Maybe if you'd woken up late that day and reached school late, the bomb those goddamn terrorists planted in your classroom would've exploded without you.

The pail of milk you could have volunteered to deliver would've made you conscious of the speed you were to ride at and thus avoid the skid that lead you to your eternal rest under the tyre of a double-decker tourist bus.

And I thought good people went far in life. Well, that person whose hostelmate smoked was a valedictorian. He was a good kid. So was the kid who reached school in time. The latecomers didn't die that day, even though they were "bad" kids.

Life, studies and relationships all fade to gray when a friend ceases to sense the light of day.

Bheesh. I'm downloading those South Park episodes you wanted. I'll drop them off tomorrow at your place.

I'll never forget the times you "borrowed" my whitener to vandalize class desks with your creative, satiric lyrics.

Or the discussions we had about internet connections.. and how badly you wanted a faster one.

Or the times I jeered on about Monisha, likening her to another Monisha. You didn't like her being likened to someone else. I'm sorry.

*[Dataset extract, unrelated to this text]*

PR #928, opened 2017-01-13
Add unit test for PHP LRO

michaelbausor:


src/main/java/com/google/api/codegen/transformer/TestCaseTransformer.java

Nor the times in 9th grade, when I sat diagonally and directly behind you while you lightened up the darkest of situations.

May your rest be as peaceful as your death was lurid.

As a tribute, I call upon you all to listen to "Tears in Heaven" by Eric Clapton. It's a wonderful song from the genre of Blues and the lyrics fit the painful context of this post.



I'm just back from his funeral. His family's lost its father in a landslide in 2000 and now him in 2007. It's just 2 girls, a mother and a grandmother. It's a three-legged table that has just lost another leg. And a table can't stand without a couple of its legs, can it? Pessimism aside, he's got a very potent pair of sisters and an extremely resilient mom. They don't need our sympathy, just maybe our support.

As a memorial, we're pooling up some cash to buy either the bheeshma.com or bheeshmafutnani.com domain and designing a website that'll include testimonials, photographs and some of his works.